Free-living amoebae (FLA) are protozoa dispersed in different environments and are responsible for different infections caused to humans and other animals. Microorganisms such as Acanthamoeba spp., Vermamoeba sp., and Naegleria sp. are associated with diseases that affect the central nervous system, in addition to skin infections and keratitis, as occurs in the genus Acanthamoeba and with Vermamoeba vermiformis. Due to the concerns of these FLA in anthropogenic aquatic environments, this work aimed to identify these microorganisms present in waters of Porto Alegre, Brazil. One litre sample was collected in two watercourses during the summer of 2022 and inoculated onto non-nutrient agar plates containing heat-inactivated Escherichia coli. Polymerase chain reaction results indicated the presence of FLA of the genera Acanthamoeba, Vermamoeba, and Naegleria in the study areas. Genetic sequencing indicated the presence of V. vermiformis and Naegleria gruberi. These aquatic and anthropogenic environments can serve as a means of spread and contamination by FLA, which gives valuable information on public health in the city.

  • Identify microorganisms present in anthropogenic aquatic environments.

  • First report of free-living amoebae in southern Brazil.

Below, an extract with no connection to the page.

PR #424, opened 2019-09-17
Feature 286: validate username

### LINKED ISSUE #286: Duplicate user names
I registered on desktop at casa with casa_demonstration as a user name, I then entered the same details in laptop and it didn't recognise them. I then registered on the laptop under the same username and it accepted the registration. This means there should be two users names registered as casa_demonstration one with an email address attached one without

mz8i:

  • Detection of Acanthamoeba spp., Naegleria gruberi, and Vermamoeba vermiformis in watercourses.

  • These microorganisms are responsible for causing fatal diseases that affect the central nervous system.

  • These environments can serve as a means of spread and contamination.

Free-living amoebae (FLA) are amphizoic protozoans. Some species of this group are known to cause severe diseases such as fatal encephalitis and cutaneous injuries (Visvesvara et al. 2007; Trabelsi et al. 2012). Because they are free-living organisms, some environments are more likely to be a source of contamination due to the easy exposure of people to the place, such as some water courses intended for recreational purposes, especially on hot days. They have been isolated from different natural and anthropogenic environments, from a wide range of aquatic and land habitats worldwide (Rodríguez-Zaragoza 1994; Visvesvara et al. 2009).

FLA have a cystic structure capable of resisting in unfavourable environmental conditions, which provides viability in chlorine-treated water, food shortages, dissection, extreme pH, and different temperatures. Acanthamoeba, a genus responsible for causing granulomatous amoebic encephalitis in immunosuppressed individuals and amoebic keratitis in healthy people, are easily found in swimming pools and lakes. In addition, some potential pathogens species of the other FLA, such as Vermamoeba vermiformis (famous for causing keratitis when associated with Acanthamoeba), Naegleria fowleri and Naegleria gruberi (which can cause a serious central nervous system infection called primary amoebic meningoencephalitis), are also isolated from various water matrices (Fowler & Carter 1965; Cerva 1969; Jager & Stamm 1972; Aitken et al. 1996; Scheid et al. 2019).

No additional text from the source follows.